The brain-computer interface (BCI), (a.k.a. neural interface or brain-machine interface), is a direct communication link between a brain and an external electronic device. BCIs are most commonly intended to assist, augment or fully repair cognitive or sensory-motor functionality often sustained after injury or from birth defect.
Research on Neural Interface Technology started in the 70s at UCLA and was first funded by a National Science Foundation (NSF) grant and after showing some promise, garnered a contract from DARPA (the real inventors of the net). It vwas during this research that the phrase "brain-computer interface" first made it's appearance in published scientific literature.
BCI technology has developed exponentially since the early days, with the most growth in the area of neuroprosthetics. Neuroprosthetics attempt to restore the patient's damaged senses and/or movement. The brain's amazing ability to reroute signals and adapt to injury, allow signals emitted from prosthethetic devices to, (after therapy and adjustment), be understood by the brain like natural nerve impulses. After many years of laboratory research on animals, the first human neuroprosthetic implants were done in the mid 90's.
BCIs and neuroprosthetics are generally used in conjunction, to some degree, although the terms are not interchangeable. Neuroprosthetics most often create a pathway between the nervous system to a prosthetic device (which, of course, has a computer in it). Brain Computer Interface technology is most commonly used to connect the brain, or nervous system with a computer system.
Neuroprosthetic devices became common place at the end of the 20th century, the most common implant being the well-known cochlear implant, which, has been implanted in well over 100,000 people.
Early BCI research was encouraging because it showed that various animals, from Mice to Monkeys, could perform simple tasks using only Mind Control, such as moving a cursor on a monitor, or controlling a robotic arm. Further research conducted at Johns Hopkins University discovered a key mathematical corelation between the electrical responses of individual motor-cortex neurons in monkeys and the direction that they moved their arms.

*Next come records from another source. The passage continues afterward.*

Issue #1359, opened 2020-07-14
Support --warn <version_int>


sbomer:
We would like to turn on all of the new warnings by default from the command-line (without requiring `--verbose`). The current [plan](https://github.com/mono/linker/pull/1303#issuecomment-653433498) is to then disable them from MSBuild for .NET5, by setting `NoWarn` to contain the trim analysis warnings. For backward compatibility, ideally none of the new warnings would be emitted when targeting `netcoreapp3.0`.

We can do this via `NoWarn`, or we can use versioned warnings, passing a `--warnversion` flag to the linker, like Roslyn is doing. Back-compat may not be as essential in this release (since in 3.0 the trimmer was experimental, and tended to silently break apps), but we will have similar problems as we introduce new warnings in future releases.

https://github.com/dotnet/roslyn/issues/45701 is a pretty thorough summary of the Roslyn plan, which we would likely follow. The biggest open question is:

> do we bump the number for .NET releases or language releases? Today they will be the same but what if that changes?

This is more relevant for the linker because we are introducing disabled "future" warnings even in .NET5 (since the trim analysis warnings will be available, but off). Should we have three "versions" (no warnings, all but trim analysis, and all warnings)? Or do we want to keep the "experimental" trim analysis warnings under a flag of its own? It feels a bit strange to give them a version number if we are not confident that they're ready to be on by default in a specific release.

agocke:
I said the same in the internal Roslyn design doc, but `decimal` is a mistake. Version numbers may have dots in them, but that doesn't make them numbers. Consider `5.0.1`. I think there are two correct representations: on the command line, the version is a string that gets parsed (obviously). The only data type there is string. The result, I think, should be an enum. This matches Roslyn's LangVersion, which accepts versions like 8.0, but also strings like `Latest` and `Preview`. I think it's the most flexible option that also helps to reduce confusion after parsing, since you get type safety in the value.

vitek-karas:
About the data type: How will this work in the future? When .NET 6 comes around we will add the value `6` to the set. But what happens if I pass `6` to .NET 5 linker? Should it fail? Should it effectively mean `5`?... 

Even though I agree that using double as the data type for this is wrong - I think we should follow whatever Roslyn does in .NET 5 in the end - consistency beats everything else here.

As for the proposal above:
[...]

PR #1381, opened 2020-07-22
Add support for --warn <version>

sbomer:
Adds support for warning versions, following the design described in https://github.com/dotnet/roslyn/issues/46148. Fixes https://github.com/mono/linker/issues/1359.

- This passes in a warning version at each callsite, like what we are doing with the warning strings. I plan to update the callsites after we agree on the API.
- The version is optional. Non-versioned warnings always show up (but I think we will make all of the warnings versioned anyway). Custom steps can optionally use versions for their warnings - they will be controlled by the same global version setting as the built-in warnings.
- Internally it uses an enum to represent the versions as @agocke suggested
- Our command-line default is `9999` - the "neutral" default that will produce all warnings we support. There is separate SDK work to enable this option with different defaults per TFM (`0` for netcoreapp3.0, `5` for net5.0).

filed https://github.com/dotnet/sdk/issues/12601 for the SDK work.

### DIFF
--- a/docs/error-codes.md
+++ b/docs/error-codes.md
@@ -5,6 +5,12 @@ identification. The known codes are in the range 1000 to 6000. Custom
 steps should avoid using this range not to collide with existing or future
 error and warning codes.
 
+For versioned warnings, the warning version is indicated in parentheses following
+the error code. For example:
+
+#### `ILXXXX` (version): Message
+- Description of the error code including more details.
+
 ## Error Codes
 
 #### `IL1001`: Failed to process 'XML document location'. Feature 'feature' does not specify a "featurevalue" attribute
@@ -86,7 +92,7 @@ error and warning codes.
 
 - The member 'member' in `PreserveDependency` attribute could not be resolved.
 
-#### `IL2006`: Unrecognized reflection pattern
+#### `IL2006` (5): Unrecognized reflection pattern
 
 - The linker found an unrecognized reflection access pattern. The most likely reason for this is that the linker could not resolve a member that is being accessed dynamicallly. To fix this, use the `DynamicallyAccessedMemberAttribute` and specify the member kinds you're trying to access.
 
--- a/docs/error-codes.md
+++ b/docs/error-codes.md
@@ -59,6 +59,10 @@ error and warning codes.
 
 - The linker was passed a string that was not a linker option.
 
+#### `IL1016`: Invalid warning version 'version'
+
+- The value given for the --warn argument was not a valid warning version. Valid versions include integers in the range 0-9999, though not all of these map to distinct warning waves.
+
 ----
 ## Warning Codes
 
--- a/src/linker/Linker/Driver.cs
+++ b/src/linker/Linker/Driver.cs
@@ -464,6 +464,18 @@ namespace Mono.Linker
 
 						continue;
 
+					case "--warn":
+						string warnVersionArgument = null;
+						if (!GetStringParam (token, l => warnVersionArgument = l))
+							return -1;
+
+						if (!GetWarnVersion (warnVersionArgument, out WarnVersion version))
+							return -1;
+
+						context.WarnVersion = version;
+
+						continue;
+
 					case "--version":
 						Version ();
 						return 1;
@@ -937,6 +949,19 @@ namespace Mono.Linker
 			return assemblyAction;
 		}
 
+		bool GetWarnVersion (string text, out WarnVersion version)
+		{
+			if (int.TryParse(text, out int versionNum)) {
+				version = (WarnVersion)versionNum;
+				if (version >= WarnVersion.ILLink0 && version <= WarnVersion.Latest)
+					return true;
+			}
+
+			context.LogError ($"Invalid warning version '{text}'", 1016);
+			version = 0;
+			return false;
+		}
+
 		static bool GetOptimizationName (string text, out CodeOptimizations optimization)
 		{
 			switch (text.ToLowerInvariant ()) {
@@ -1059,6 +1084,8 @@ namespace Mono.Linker
 			Console.WriteLine ("  -out PATH                     Specify the output directory. Defaults to 'output'");
 			Console.WriteLine ("  --about                       About the {0}", _linker);
 			Console.WriteLine ("  --verbose                     Log messages indicating progress and warnings");
+			Console.WriteLine ("  --warn VERSION                Only print out warnings with version <= VERSION. Defaults to '9999'");
+			Console.WriteLine ("                                  VERSION is an integer in the range 0-9999.");
 			Console.WriteLine ("  --warnaserror[+|-]            Report all warnings as errors");
 			Console.WriteLine ("  --warnaserror[+|-] WARN-LIST  Report specific warnings as errors");
 			Console.WriteLine ("  --nowarn WARN-LIST            Disable specific warning messages");
--- a/src/linker/Linker/Driver.cs
+++ b/src/linker/Linker/Driver.cs
@@ -951,8 +951,8 @@ namespace Mono.Linker
 
 		bool GetWarnVersion (string text, out WarnVersion version)
 		{
-			if (int.TryParse(text, out int versionNum)) {
-				version = (WarnVersion)versionNum;
+			if (int.TryParse (text, out int versionNum)) {
+				version = (WarnVersion) versionNum;
 				if (version >= WarnVersion.ILLink0 && version <= WarnVersion.Latest)
 					return true;
 			}
--- a/src/linker/Linker/LinkContext.cs
+++ b/src/linker/Linker/LinkContext.cs
@@ -507,7 +507,8 @@ namespace Mono.Linker
 
 			// Note: message.Version is nullable. The comparison is false if it is null.
 			// Unversioned warnings are not controlled by WarnVersion.
-			if (message.Category == MessageCategory.Warning &&
+			// Error messages are guaranteed to only have a version if they were created for a warning due to warnaserror.
+			if ((message.Category == MessageCategory.Warning || message.Category == MessageCategory.Error) &&
 				message.Version > WarnVersion) {
 				// This warning was turned off by --warn.
 				return;
@@ -608,7 +609,7 @@ namespace Mono.Linker
 			if (!LogMessages)
 				return;
 
-			var error = MessageContainer.CreateErrorMessage (text, code, subcategory, origin, isWarnAsError);
+			var error = MessageContainer.CreateErrorMessage (text, code, subcategory, origin, isWarnAsError, version);
 			LogMessage (error);
 		}
 
--- a/src/linker/Linker/LinkContext.cs
+++ b/src/linker/Linker/LinkContext.cs
@@ -543,6 +543,9 @@ namespace Mono.Linker
 		/// <param name="code">Unique warning ID. Please see https://github.com/mono/linker/blob/master/doc/error-codes.md for the list of warnings and possibly add a new one</param>
 		/// <param name="origin">Filename or member where the warning is coming from</param>
 		/// <param name="subcategory">Optionally, further categorize this warning</param>
+		/// <param name="version">Optional warning version number. Versioned warnings can be controlled with the
+		/// warning wave option --warn VERSION. Unversioned warnings are unaffected by this option. </param>
+		/// <returns>New MessageContainer of 'Warning' category</returns>
 		public void LogWarning (string text, int code, MessageOrigin origin, string subcategory = MessageSubCategory.None, WarnVersion? version = null)
 		{
 			if (!LogMessages)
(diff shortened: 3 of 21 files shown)


src/linker/Linker/LinkContext.cs
```diff
@@ -542,10 +551,11 @@ public void LogWarning (string text, int code, MessageOrigin origin, string subc
 		/// <param name="code">Unique warning ID. Please see https://github.com/mono/linker/blob/master/doc/error-codes.md for the list of warnings and possibly add a new one</param>
 		/// <param name="origin">Type or member where the warning is coming from</param>
 		/// <param name="subcategory">Optionally, further categorize this warning</param>
-		public void LogWarning (string text, int code, IMemberDefinition origin, int? ilOffset = null, string subcategory = MessageSubCategory.None)
+		// TODO
+		public void LogWarning (string text, int code, IMemberDefinition origin, int? ilOffset = null, string subcategory = MessageSubCategory.None, WarnVersion? version = null)
```
vitek-karas, line 555: I don't have a problem with the API as is - I would just like better "defaults".

For warnings from the linker itself:
* we should imply `ILLink5`
* in the future we should imply warning version based on the code (new warnings will get higher numbers, so there will be a clear line - if above this number -> higher version)

For warnings from custom steps - it should basically mean "report always" (ignore warn version) by default (unless they pass a value in this API). Would be interesting how Roslyn plans to handle this for analyzers... but not a big deal I think.

src/linker/Linker/LinkContext.cs
```diff
@@ -496,6 +499,12 @@ public void LogMessage (MessageContainer message)
 				return;
 			}
 
+			if (message.Category == MessageCategory.Warning &&
+				message.Version > WarnVersion) {
```
vitek-karas, line 503: How does this work if the `message.Version` is `null` ... it always evaluates to `false`?, right? (so unspecified version means report always). I think we should add a comment here (it's not obvious that `message.Version` is nullable, and even with that it's not obvious what `<` does on nullables)

src/linker/Linker/MessageContainer.cs
```diff
@@ -61,16 +65,20 @@ public static MessageContainer CreateErrorMessage (string text, int code, string
 		/// for the list of warnings and possibly add a new one</param>
 		/// /// <param name="origin">Filename or member where the warning is coming from</param>
 		/// <param name="subcategory">Optionally, further categorize this warning</param>
+		/// <param name="version">Optional warning version number</param>
 		/// <returns>New MessageContainer of 'Warning' category</returns>
-		public static MessageContainer CreateWarningMessage (LinkContext context, string text, int code, MessageOrigin origin, string subcategory = MessageSubCategory.None)
+		public static MessageContainer CreateWarningMessage (LinkContext context, string text, int code, MessageOrigin origin, string subcategory = MessageSubCategory.None, WarnVersion? version = null)
```
mateoatr, line 70: Why do we default to `null` and not to `Latest`, here and also in LinkContext?

src/linker/Linker/LoggingReflectionPatternRecorder.cs
```diff
@@ -45,7 +45,7 @@ public void RecognizedReflectionAccessPattern (IMemberDefinition source, Instruc
 		public void UnrecognizedReflectionAccessPattern (IMemberDefinition source, Instruction sourceInstruction, IMetadataTokenProvider accessedItem, string message)
 		{
 			var origin = new MessageOrigin (source, sourceInstruction?.Offset);
-			_context.LogWarning (message, 2006, origin, MessageSubCategory.TrimAnalysis);
+			_context.LogWarning (message, 2006, origin, MessageSubCategory.TrimAnalysis, WarnVersion.ILLink5);
```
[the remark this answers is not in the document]
sbomer: That's my plan - unless I notice anything that I think we really need to log in 3.x. Whether it's a regression depends on how you look at it I guess - whether you mind the introduction of warnings more, or the removal of some hard-to-find mesages.

src/linker/Linker/LinkContext.cs
sbomer: As I understand the plan from reading through github issues and PRs, Roslyn allows analyzers to ship with some MSBuild files that are imported to the build, which are expected to map the SDK `AnalysisLevel` to an editorconfig file also shipped with the analyzer. The editorconfig files control warning severity, so this lets analyzers pick warning behavior per wave. They are passed to Roslyn on the command-line and combined with user editorconfigs. I think analyzers are also be able to read the warning version passed directly to Roslyn and make decisions based on that - but the public warning API doesn't mention versions, so it would be up to each analyzer to filter its own warnings based on the version.

At least that's what I pieced together... I could be completely mistaken. :) @agocke would be able to answer better.

If we put a default version in the API, how would we change it for future versions? We need some place that remembers the version when a warning was introduced - currently it would be in the callsite that creates a warning. The current API also has the "report always" behavior when no version is given.

src/linker/Linker/LinkContext.cs
sbomer: Yes, it'll be `false` - I will add a comment.

src/linker/Linker/MessageContainer.cs
sbomer: I don't want any warnings to explicitly have version `Latest` - they should either be unversioned (always on - which is what the `null` does), or versioned with a specific number. I personally find that more clear than giving the unversioned warnings a version `Latest`, since that suggests they were recently introduced.

src/linker/Linker/LinkContext.cs
vitek-karas: I was not asking for changing the default in the API - as in defaulting the value to some constant. I was asking for: If the caller doesn't specify the value, then based on the code, calculate the version.

Reasoning:
* code -> version mapping must be fixed
  * every callsite using a given code must use the same version - hard to guarantee
  * code -> version mapping must not change in the future (easier to guarantee)
* would be easier to review/make sure it's correct if in a single location

Basically - the callsite should really only worry about which warning to use (code). In the future I want us to remove the message from the callsite as well (resources), so the callsite would only specify the code and parameters for the message.

sbomer: I see - that's what I was referring to in the first bullet in the PR. I would like to simplify the API to just take a code and map it to a message and version in one place, but given how contentious that idea was last time, I thought it better to be consistent with the existing API until we decided to factor it.

Maybe now is a good opportunity to do that factoring? I'm curious what @marek-safar thinks.

vitek-karas: I think we need sort of a double treatment here:
* For the warnings from the linker itself - I strongly feel that having the API only take code is the right approach
* For custom steps we need the current API which allows everything to be passed in - since we can't build the code->message/version map into the linker

I'm working on a separate PR which will make sure that we only use one message per code (still no API refactoring though). So once that is done we can do the refactoring and create the map.

src/linker/Linker/LinkContext.cs
```diff
@@ -532,53 +532,53 @@ public void LogDiagnostic (string message)
...
 		/// </summary>
 		/// <param name="text">Humanly readable message describing the warning</param>
 		/// <param name="code">Unique warning ID. Please see https://github.com/mono/linker/blob/master/doc/error-codes.md for the list of warnings and possibly add a new one</param>
 		/// <param name="origin">Filename or member where the warning is coming from</param>
 		/// <param name="subcategory">Optionally, further categorize this warning</param>
-		/// <param name="version">Optional warning version number. Versioned warnings can be controlled with the
-		/// warning wave option --warn VERSION. Unversioned warnings are unaffected by this option. </param>
 		/// <returns>New MessageContainer of 'Warning' category</returns>
-		public void LogWarning (string text, int code, MessageOrigin origin, string subcategory = MessageSubCategory.None, WarnVersion? version = null)
+		public void LogWarning (string text, int code, MessageOrigin origin, string subcategory = MessageSubCategory.None)
```
vitek-karas: I thought we would keep the optional parameter for custom steps - as for those we can't really infer the version.

src/linker/Linker/LinkContext.cs
```diff
@@ -605,6 +605,12 @@ public bool IsWarningSuppressed (int warningCode, MessageOrigin origin)
 
 			return Suppressions.IsSuppressed (warningCode, origin, out _);
 		}
+
+		public static WarnVersion GetWarningVersion (int code)
+		{
+			// TODO: Once we add warnings beyond .NET5, give them a new WarnVersion
+			return WarnVersion.ILLink5;
```
vitek-karas, line 612: If the code is in custom steps range we should return the null version - basically always show the warning (steps should specify warning version via the API)

src/linker/Linker/LinkContext.cs
sbomer: I put the mapping from code -> version into LinkContext.LogWarning, assuming that will be the API that we eventually factor for warnings from the linker itself. PTAL.

src/linker/Linker/LinkContext.cs
sbomer: My thinking is that we have CreateWarningMessage, exposed in the ref assembly, as the API for custom steps, taking an optional warning version. The LinkContext.LogWarning helpers are not exposed in the ref assembly and would be refactored to just take a code - does that seem reasonable?

vitek-karas: Didn't know we don't expose these in ref assembly - in that case I completely agree.

src/linker/Linker/LinkContext.cs
```diff
@@ -585,6 +605,12 @@ public bool IsWarningSuppressed (int warningCode, MessageOrigin origin)
 
 			return Suppressions.IsSuppressed (warningCode, origin, out _);
 		}
+
+		public static WarnVersion GetWarningVersion (int code)
+		{
+			// TODO: Once we add warnings beyond .NET5, give them a new WarnVersion
```
vitek-karas, line 611: Nit: this is no TODO - at least to me :wink:

src/linker/Linker/LinkContext.cs
sbomer: What is the custom step range? As far as I can tell we only expose CreateWarningMessage to custom steps, and we don't check for conflicts with built-in warnings - I thought this is what you meant to do in the PR you mentioned you were working on.

src/linker/Linker/LinkContext.cs
sbomer: Removed TODO and rephrased :)

src/linker/Linker/LinkContext.cs
sbomer: Great - I can see some of those helpers being useful for custom steps too - I figure we can agree on additional APIs later.

src/linker/Linker/LinkContext.cs
vitek-karas: https://github.com/mono/linker/blob/master/docs/error-codes.md#illink-errors-and-warnings specifically:
> The known codes are in the range 1000 to 6000. Custom steps should avoid using this range not to collide with existing or future error and warning codes.

sbomer: I see, then we should change the check in CreateWarningMessage. I'm hesitant to do that here since I don't know whether there are already steps relying on the current behavior - I'll file an issue about it.

sbomer: https://github.com/mono/linker/issues/1384

src/linker/Linker/Driver.cs
```diff
@@ -1059,6 +1084,8 @@ static void Usage ()
 			Console.WriteLine ("  -out PATH                     Specify the output directory. Defaults to 'output'");
 			Console.WriteLine ("  --about                       About the {0}", _linker);
 			Console.WriteLine ("  --verbose                     Log messages indicating progress and warnings");
+			Console.WriteLine ("  --warn VERSION                Only print out warnings with version <= VERSION. Defaults to '9999'");
```
marek-safar, line 1087: This description does not make much sense. We should be explicit about what is supported and that's right now the only version 5

docs/error-codes.md
```diff
@@ -5,6 +5,12 @@ identification. The known codes are in the range 1000 to 6000. Custom
 steps should avoid using this range not to collide with existing or future
 error and warning codes.
 
+For versioned warnings, the warning version is indicated in parentheses following
+the error code. For example:
+
+#### `ILXXXX` (version): Message
```
marek-safar, line 11: What is the added value in duplicating the version in every message? We could just group the warnings per warning with one line

src/linker/ref/Linker/MessageContainer.cs
```diff
@@ -6,8 +6,8 @@ namespace Mono.Linker
 {
 	public readonly struct MessageContainer
 	{
-		public static MessageContainer CreateErrorMessage (string text, int code, string subcategory = "", MessageOrigin? origin = null, bool isWarnAsError = false) { throw null; }
-		public static MessageContainer CreateWarningMessage (LinkContext context, string text, int code, MessageOrigin origin, string subcategory = "") { throw null; }
+		public static MessageContainer CreateErrorMessage (string text, int code, string subcategory = "", MessageOrigin? origin = null, bool isWarnAsError = false, WarnVersion? version = null) { throw null; }
```
marek-safar, line 9: This does not make sense to me `bool isWarnAsError = false, WarnVersion? version = null` is an implementation detail and should not be exposed to public API.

Later, at the end of the 1990's, researchers were able to decode impulses from the brains of cats and, using a mathematical filter, reconstruct the information into recognizable images on a screen - essentially showing what the cats were seeing on a video monitor.
Early human BCI research took on several forms, which include; invasive implants, partially invasive implants, non-invasive implants, EEG, MEG and MRI. Electroencephalogram (EEG) is the preffered form of Mind Controlled Technology being utilized in today's consumer electronics and computer interface markets.
Development of the EEG MInd Controlled Computer Interface
During the mid-90s, German scientists trained severely paralysed people to control a computer cursor with their brainwaves, using EEG equipment. The process was painstaking and often required more than an hour for subjects to write the equivalent of a post on Twitter, even after months of rigorous training. Further development eventually allowed users a choice between two types of brainwaves depending on which (mu or beta), they found easier to manipulate.
One critical advance in EEG's consumer interface viability was the discovery of brainwave patterns known as P300 waves. P300 waves are involuntarily generated when a person sees something they recognize. This fact is crucial in that it may allow developers to create software that will be able to decode categories of thoughts, greatly decreasing the amount of training needed to use EEG in Mind Control applications.
Happily, more recent technologies have been developed which shift some of the burden of learning from the user to the computer. Experiments in 2004, using a neural network interface, led to noticeable control improvements with as little as 30 minutes of training.